What is needed: For the entries that follow, report how many lines include the word "when" and add nothing.

------------

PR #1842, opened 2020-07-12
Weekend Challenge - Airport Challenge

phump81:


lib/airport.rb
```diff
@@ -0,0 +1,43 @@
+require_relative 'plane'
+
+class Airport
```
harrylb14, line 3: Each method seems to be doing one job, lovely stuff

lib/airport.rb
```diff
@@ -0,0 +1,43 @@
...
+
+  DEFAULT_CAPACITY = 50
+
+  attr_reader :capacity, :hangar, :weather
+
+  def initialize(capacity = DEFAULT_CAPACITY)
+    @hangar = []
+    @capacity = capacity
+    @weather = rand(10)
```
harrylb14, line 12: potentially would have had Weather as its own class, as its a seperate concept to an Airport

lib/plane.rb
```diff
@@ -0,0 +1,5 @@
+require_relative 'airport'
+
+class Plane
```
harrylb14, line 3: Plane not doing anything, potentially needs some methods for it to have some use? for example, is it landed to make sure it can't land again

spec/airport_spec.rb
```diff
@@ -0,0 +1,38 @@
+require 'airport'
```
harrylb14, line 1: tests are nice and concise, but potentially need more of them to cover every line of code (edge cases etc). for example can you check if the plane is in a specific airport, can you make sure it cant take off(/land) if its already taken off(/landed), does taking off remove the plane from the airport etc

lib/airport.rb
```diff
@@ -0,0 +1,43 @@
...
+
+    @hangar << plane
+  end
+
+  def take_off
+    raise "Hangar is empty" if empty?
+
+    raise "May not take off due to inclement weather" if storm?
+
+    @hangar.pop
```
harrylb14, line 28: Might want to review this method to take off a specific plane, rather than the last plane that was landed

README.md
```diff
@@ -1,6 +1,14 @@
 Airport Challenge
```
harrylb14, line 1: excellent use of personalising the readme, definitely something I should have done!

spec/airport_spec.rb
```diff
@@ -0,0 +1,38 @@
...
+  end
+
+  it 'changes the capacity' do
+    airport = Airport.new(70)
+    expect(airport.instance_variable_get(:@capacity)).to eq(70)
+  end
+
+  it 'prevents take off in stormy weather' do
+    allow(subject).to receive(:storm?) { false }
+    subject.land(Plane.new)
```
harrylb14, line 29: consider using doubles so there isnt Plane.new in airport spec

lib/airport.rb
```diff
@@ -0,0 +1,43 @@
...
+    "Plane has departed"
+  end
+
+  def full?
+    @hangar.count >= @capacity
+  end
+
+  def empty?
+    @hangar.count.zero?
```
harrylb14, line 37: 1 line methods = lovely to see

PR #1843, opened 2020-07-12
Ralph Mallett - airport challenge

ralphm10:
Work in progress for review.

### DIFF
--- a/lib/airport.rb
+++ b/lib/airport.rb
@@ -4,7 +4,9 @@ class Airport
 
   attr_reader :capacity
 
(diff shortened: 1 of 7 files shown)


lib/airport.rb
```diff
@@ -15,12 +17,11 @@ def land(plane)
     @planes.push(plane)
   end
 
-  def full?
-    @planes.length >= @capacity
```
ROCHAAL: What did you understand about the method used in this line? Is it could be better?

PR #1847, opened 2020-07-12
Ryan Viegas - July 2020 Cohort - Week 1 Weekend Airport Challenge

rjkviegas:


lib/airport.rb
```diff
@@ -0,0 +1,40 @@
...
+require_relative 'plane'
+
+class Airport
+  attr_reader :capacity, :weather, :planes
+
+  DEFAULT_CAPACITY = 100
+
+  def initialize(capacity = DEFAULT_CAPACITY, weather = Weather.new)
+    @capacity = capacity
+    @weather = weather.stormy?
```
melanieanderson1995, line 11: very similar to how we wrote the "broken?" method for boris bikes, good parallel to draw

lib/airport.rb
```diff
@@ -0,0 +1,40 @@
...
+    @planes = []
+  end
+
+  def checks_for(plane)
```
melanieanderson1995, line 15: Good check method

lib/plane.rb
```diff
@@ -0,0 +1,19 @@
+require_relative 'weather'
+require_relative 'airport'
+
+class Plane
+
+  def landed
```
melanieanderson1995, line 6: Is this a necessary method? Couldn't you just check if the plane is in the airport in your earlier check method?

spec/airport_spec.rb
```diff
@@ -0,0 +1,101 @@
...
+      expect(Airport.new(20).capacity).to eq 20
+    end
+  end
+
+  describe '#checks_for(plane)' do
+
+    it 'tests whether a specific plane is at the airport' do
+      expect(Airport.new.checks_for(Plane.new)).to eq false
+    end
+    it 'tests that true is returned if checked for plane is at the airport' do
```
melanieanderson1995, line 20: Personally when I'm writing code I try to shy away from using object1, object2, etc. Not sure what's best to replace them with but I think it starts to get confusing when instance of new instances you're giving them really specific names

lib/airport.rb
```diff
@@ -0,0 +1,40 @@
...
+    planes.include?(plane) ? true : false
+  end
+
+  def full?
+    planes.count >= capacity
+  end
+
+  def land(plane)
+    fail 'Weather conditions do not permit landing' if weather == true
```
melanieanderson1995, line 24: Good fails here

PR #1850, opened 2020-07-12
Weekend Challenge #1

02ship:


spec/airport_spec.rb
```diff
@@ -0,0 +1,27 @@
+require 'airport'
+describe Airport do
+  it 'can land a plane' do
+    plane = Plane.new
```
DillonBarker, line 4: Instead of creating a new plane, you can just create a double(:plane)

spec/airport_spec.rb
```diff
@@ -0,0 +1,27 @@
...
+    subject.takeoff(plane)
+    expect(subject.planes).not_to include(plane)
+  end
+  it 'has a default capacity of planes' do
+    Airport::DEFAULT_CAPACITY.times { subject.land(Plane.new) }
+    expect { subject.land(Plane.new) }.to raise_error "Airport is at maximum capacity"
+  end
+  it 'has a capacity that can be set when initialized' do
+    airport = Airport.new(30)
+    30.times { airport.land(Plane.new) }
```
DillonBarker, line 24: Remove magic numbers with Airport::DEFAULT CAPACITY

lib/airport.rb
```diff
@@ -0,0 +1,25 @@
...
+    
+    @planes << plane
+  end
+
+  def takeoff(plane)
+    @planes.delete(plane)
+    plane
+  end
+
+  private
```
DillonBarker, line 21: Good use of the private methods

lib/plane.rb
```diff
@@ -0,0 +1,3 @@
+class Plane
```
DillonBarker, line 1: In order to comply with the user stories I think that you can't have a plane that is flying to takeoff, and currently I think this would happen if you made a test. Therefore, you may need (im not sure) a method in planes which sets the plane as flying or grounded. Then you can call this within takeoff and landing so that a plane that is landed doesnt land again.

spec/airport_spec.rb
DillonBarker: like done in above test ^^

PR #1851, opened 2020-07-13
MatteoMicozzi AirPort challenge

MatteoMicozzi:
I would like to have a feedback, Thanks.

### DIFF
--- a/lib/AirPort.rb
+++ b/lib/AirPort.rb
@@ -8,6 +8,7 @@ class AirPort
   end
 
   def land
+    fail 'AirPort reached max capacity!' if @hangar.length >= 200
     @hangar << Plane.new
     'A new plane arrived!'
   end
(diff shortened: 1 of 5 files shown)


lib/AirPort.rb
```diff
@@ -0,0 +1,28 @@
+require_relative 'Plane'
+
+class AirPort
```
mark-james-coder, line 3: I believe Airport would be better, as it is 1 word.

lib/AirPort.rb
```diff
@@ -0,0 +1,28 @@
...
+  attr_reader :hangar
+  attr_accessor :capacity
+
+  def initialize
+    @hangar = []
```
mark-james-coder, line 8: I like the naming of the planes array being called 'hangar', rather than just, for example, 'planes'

------------

Task response: 2